Its been a while since I had the last time my hands-on VMware NSX. However, I have continued to follow with enthusiasm the great progress in the further development of NSX-T. My experiences with VMware NSX are focused on the service provider market. As you can imagine, in large scale multi-tenant platforms, VMware NSX-T can solve a lot of problems and extremely speed up the delivery of new services. The VMware NSX-T 3.0 Highlights I want to show in this blog post will further enhance these strengths.
Distributed Intrusion Detection System
The major innovation in the list of my VMware NSX-T 3.0 Highlights is the Distributed IDS / IPS.
The Distributed Intrusion Detection System can solve a lot of problems of traditional Data Center Threat and Vulnerability Detection concepts (this also applies to the previous integration with VMware NSX) and extends the Intrinsic Security paradigm for internal firewalling.

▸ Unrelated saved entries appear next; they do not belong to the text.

PR #1575, opened 2019-07-17
Cache names of created tables for exists check

### LINKED ISSUE #1569: Dry run wrong output with using "insert"
During our last deployment we learned that "--dry-run" option can output wrong sql script.

For this migration:

```sql
$this->table('my_table', ['id' => false, 'primary_key' => ['id']])
            ->addColumn('id', 'uuid')
            ->addColumn('name', 'string')
            ->save();

        $this->table('my_table')
            ->insert([
                'id' => '72daede1-1c23-4094-92cc-fa22e4419fb6',
                'name' => 'somename'
            ])->save();
```

the output is:

 ```
== 20190709152215 TestMigration: migrating
START TRANSACTION
CREATE TABLE `1mm_p4x_my_table` (`id` CHAR(36) NOT NULL, `name` VARCHAR(255) NOT NULL, PRIMARY KEY (`id`)) ENGINE = InnoDB CHARACTER SET utf8 COLLATE utf8_general_ci;
CREATE TABLE `1mm_p4x_my_table` (`id` INT(11) NOT NULL AUTO_INCREMENT, PRIMARY KEY (`id`)) ENGINE = InnoDB CHARACTER SET utf8 COLLATE utf8_general_ci;
INSERT INTO `1mm_p4x_my_table` (`id`, `name`) VALUES ('72daede1-1c23-4094-92cc-fa22e4419fb6', 'somename');
COMMIT
INSERT INTO `phinxlog` (`version`, `migration_name`, `start_time`, `end_time`, `breakpoint`) VALUES ('20190709152215', 'TestMigration', '2019-07-09 15:25:53', '2019-07-09 15:25:53', 0);
 == 20190709152215 TestMigration: migrated 0.0148s
```
as you can see - there is second "create table" and script fails because of it.

It's related to that "insert" - when I removed it - it was fine.

### PR DESCRIPTION
**Pull request by MasterOdin**
Fixes #1569 where because running under dry-run meant that the table was never actually created subsequent checks for existence of the table would fail, and an extra invalid `CREATE TABLE` statement would end up getting inserted into the dry-run log.

I'm not 100% satisfied with how this looks, but unsure of how might improve things and reduce the amount of copy/paste of things. It'll also still fail in the case where someone would directly call `execute()` with a create/drop/rename query.

### DIFF
--- a/src/Phinx/Db/Adapter/AbstractAdapter.php
+++ b/src/Phinx/Db/Adapter/AbstractAdapter.php
@@ -267,7 +267,8 @@ abstract class AbstractAdapter implements AdapterInterface
     /**
      * Adds user-created tables (e.g. not phinxlog) to a cached list
      */
-    public function addCreatedTable($tableName) {
+    public function addCreatedTable($tableName)
+    {
         if (substr_compare($tableName, 'phinxlog', -strlen('phinxlog')) !== 0) {
             $this->createdTables[] = $tableName;
         }
@@ -276,7 +277,8 @@ abstract class AbstractAdapter implements AdapterInterface
     /**
      * Updates the name of the cached table
      */
-    public function updateCreatedTableName($tableName, $newTableName) {
+    public function updateCreatedTableName($tableName, $newTableName)
+    {
         if (($key = array_search($tableName, $this->createdTables)) !== false) {
             $this->createdTables[$key] = $newTableName;
         }
@@ -285,7 +287,8 @@ abstract class AbstractAdapter implements AdapterInterface
     /**
      * Removes table from the cached created list
      */
-    public function removeCreatedTable($tableName) {
+    public function removeCreatedTable($tableName)
+    {
         if (($key = array_search($tableName, $this->createdTables)) !== false) {
             unset($this->createdTables[$key]);
         }
@@ -296,7 +299,8 @@ abstract class AbstractAdapter implements AdapterInterface
      * 
      * @return bool
      */
-    public function hasCreatedTable($tableName) {
+    public function hasCreatedTable($tableName)
+    {
         return in_array($tableName, $this->createdTables);
     }
 }
--- a/src/Phinx/Db/Adapter/AbstractAdapter.php
+++ b/src/Phinx/Db/Adapter/AbstractAdapter.php
@@ -266,6 +266,9 @@ abstract class AbstractAdapter implements AdapterInterface
 
     /**
      * Adds user-created tables (e.g. not phinxlog) to a cached list
+     *
+     * @param string $tableName The name of the table
+     * @return void
      */
     public function addCreatedTable($tableName)
     {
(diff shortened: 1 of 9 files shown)

### CODE REVIEW

File: src/Phinx/Db/Adapter/AbstractAdapter.php [hunk 1]
```diff
@@ -258,4 +263,44 @@ public function isDryRunEnabled()
...
+            $this->createdTables[] = $tableName;
+        }
+    }
+
+    /**
+     * Updates the name of the cached table
+     */
+    public function updateCreatedTableName($tableName, $newTableName)
+    {
+        if (($key = array_search($tableName, $this->createdTables)) !== false) {
```
dereuromark: It is usually cleaner to assign first, then go into the condition.

src/Phinx/Db/Adapter/AbstractAdapter.php
```diff
@@ -258,4 +263,44 @@ public function isDryRunEnabled()
...
+            unset($this->createdTables[$key]);
+        }
+    }
+
+    /**
+     * Check if the table is in the cached list of created tables
+     *
+     * @return bool
+     */
+    public function hasCreatedTable($tableName)
```
dereuromark: param missing in doc block

src/Phinx/Db/Adapter/AbstractAdapter.php
```diff
@@ -258,4 +263,56 @@ public function isDryRunEnabled()
...
+
+    /**
+     * Removes table from the cached created list
+     *
+     * @param string $tableName The name of the table
+     * @return void
+     */
+    public function removeCreatedTable($tableName)
+    {
+        if (($key = array_search($tableName, $this->createdTables)) !== false) {
```
dereuromark: I was also referring to all other cases of this :)

dereuromark:
I think we can't fix all cases, but this sure looks already like an improvement for most standard cases :+1:

src/Phinx/Db/Adapter/AbstractAdapter.php
MasterOdin: Agreed, fixed.

src/Phinx/Db/Adapter/AbstractAdapter.php
MasterOdin: Added missing param bits and return bits for all added functions.

src/Phinx/Db/Adapter/AbstractAdapter.php
MasterOdin: Agreed, sorry about missing this when I quickly glanced through the other changes.

MasterOdin:
Yeah, unless you put in a full SQL parser, the real complex cases around direct execute will never be fully captured. This will also not capture case of doing say an insert and save, then select over the table, and then use that to create additional queries. That case (assuming using internal functions) could be captured by just caching the various inserts/updates, but that's probably a bridge to burn if people actually report it. Can also probably just put a note in the docs about dry-run not being able to fully generate all SQL for complex cases (e.g. using execute, or the above example) due to it not being hooked up to a real DB.

src/Phinx/Db/Adapter/AbstractAdapter.php
```diff
@@ -258,4 +263,57 @@ public function isDryRunEnabled()
...
         return ($input && $input->hasOption('dry-run')) ? (bool)$input->getOption('dry-run') : false;
     }
+
+    /**
+     * Adds user-created tables (e.g. not phinxlog) to a cached list
+     *
+     * @param string $tableName The name of the table
+     * @return void
+     */
+    public function addCreatedTable($tableName)
```
lorenzo: I think all these new methods should be protected

MasterOdin: Done

lorenzo:
Thanks, this makes sense to me

raph1mm:
> Can also probably just put a note in the docs about dry-run not being able to fully generate all SQL for complex cases (e.g. using execute, or the above example) due to it not being hooked up to a real DB.

Good idea.

PR #1586, opened 2019-08-26
fix bad commit

Xakki:
This commit broke compatibility
https://github.com/symfony/console/commit/4510f04e70344d70952566e4262a0b11df39cb10#diff-25a75e093c4a0d5564a36cebbb1384b3R461

### DIFF
--- a/src/Phinx/Console/Command/Init.php
+++ b/src/Phinx/Console/Command/Init.php
@@ -38,13 +38,14 @@ use Symfony\Component\Console\Output\OutputInterface;
 class Init extends Command
 {
     const FILE_NAME = 'phinx';
-
+    private $name = 'init';
+    
     /**
      * {@inheritdoc}
      */
     protected function configure()
     {
-        $this->setName($this->getName() ?: 'init')
+        $this->setName($this->getName())
             ->setDescription('Initialize the application for Phinx')
             ->addOption('--format', '-f', InputArgument::OPTIONAL, 'What format should we use to initialize?', 'yml')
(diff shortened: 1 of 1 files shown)


src/Phinx/Console/Command/Init.php
```diff
@@ -38,13 +38,14 @@
...
-
+    private $name = 'init';
+    
     /**
      * {@inheritdoc}
      */
     protected function configure()
     {
-        $this->setName($this->getName() ?: 'init')
+        $this->setName($this->getName())
```
dereuromark: why not just `$this->setName('init')`?
After all, this current getter setter thing is super weird.

Xakki: For compatibility

dereuromark: What compatibility?

dereuromark:
I asked them to revert their BC breaking and bad change: https://github.com/symfony/console/commit/4510f04e70344d70952566e4262a0b11df39cb10#commitcomment-34845639

Xakki:
> I asked them to revert their BC breaking and bad change: [symfony/console@4510f04#commitcomment-34845639](https://github.com/symfony/console/commit/4510f04e70344d70952566e4262a0b11df39cb10#commitcomment-34845639)
> With private usage this easily becomes BC breaking on a major scale (as you cant reach the attr).

This option of course better.

dereuromark:
In the meantime we have a PR that solves it also future proof:
https://github.com/cakephp/phinx/pull/1588

Closing this then in favor of the other PR.

PR #1588, opened 2019-08-27
Fixed Command names

gnugat:
_Fix for #1585_

Symfony's Command require their name to return a string and don't allow a null
value, however in Phinx, in order to allow users to override the command names,
Commands in PhinxApplication are constructed without a name, and then in the
Command's configure method, a default name is set if getName is null.

Up until now, it worked as Symfony didn't enforce return types (types were
simply declared in PHPdoc), however for its version 5 Symfony plans to enforce
them, hence breaking Phinx commands.

To fix it, a COMMAND_NAME class constant has been introduced, and
PhinxApplication uses it when instantiating Commands.

### DIFF
--- a/src/Phinx/Console/Command/Breakpoint.php
+++ b/src/Phinx/Console/Command/Breakpoint.php
@@ -35,6 +35,8 @@ use Symfony\Component\Console\Output\OutputInterface;
 
 class Breakpoint extends AbstractCommand
 {
+    const COMMAND_NAME = 'breakpoint';
+
     /**
      * {@inheritdoc}
      */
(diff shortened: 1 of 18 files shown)


dereuromark:
Travis should be green again once you merge master into this PR.

dereuromark:
git fetch
git merge origin/master

gnugat:
I've done the following instead:

```
git remote add upstream git@github.com:cakephp/phinx.git
git fetch upstream
git rebase upstream/master
git push -f
```

gnugat:
I've fixed the CS

dereuromark:
@gnugat What CS fail? https://travis-ci.org/cakephp/phinx/builds/577286086?utm_source=github_status&utm_medium=notification was green.

@rquadling Are you able to make a patch release for this asap?
( including the other https://github.com/cakephp/phinx/compare/v0.10.8...master diff changes )

I will merge this right now to resolve the broken master.

gnugat:
stickler-ci was (still is?) complaining about `use` statements in `PhinxApplication` not being in alphabetical order

dereuromark:
I would ignore stickler as long as travis CS is green.

Xakki:
@dereuromark Can add some tag, like 0.10.8 or 0.10.9 (may be need all support tags?)
This commit [Console fix return type declarations](https://github.com/symfony/console/commit/4510f04e70344d70952566e4262a0b11df39cb10#diff-25a75e093c4a0d5564a36cebbb1384b3R461) mark as v4.3.4 v3.4.31 tags

stof:
Another solution could be to use the `$defaultName` static property, which serves a similar need directly in `symfony/console`

saeideng:
@stof do you like to open a PR with using `defaultName` ?
it is good idea

Jeckerson:
Fast fix only with composer

```
"symfony/console": "~4.3.3, !=4.3.4",
"robmorgan/phinx": "^0.10.8"
```

lchhieu:
same error. How to fix it? Thanks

Introducing in NSX Platform the capability of Distributed Intrusion Detection as a part of the platform’s Threat & Vulnerability Detection capabilities. This feature allows you to enable intrusion detection capabilities within the hypervisor to detect vulnerable network traffic. This distributed mechanism can be enabled on a per VM and per vNIC of a VM basis with granular rule inspection. As part of this feature set, the NSX Manager is able to download the latest signature packs from the NSX Signature Service. This keeps the NSX Distributed IDS updated with the latest threat signatures in the environment.
https://docs.vmware.com/en/VMware-NSX-T-Data-Center/3.0/rn/VMware-NSX-T-Data-Center-30-Release-Notes.html
NSX Federation
The Global Manager enables VMware NSX-T 3.0 for centralized, consistent policy management across multiple on-premises data centers through a single pane of glass. The support for VMC on AWS will be added in the future.
NSX-T 3.0 introduces the ability to federate multiple on-premises data centers through a single pane of glass, called Global Manager (GM). GM provides a graphical user interface and an intent-based REST API endpoint. Through the GM, you can configure consistent security policies across multiple locations and stretched networking objects: Tier0 and Tier1 gateways and segments.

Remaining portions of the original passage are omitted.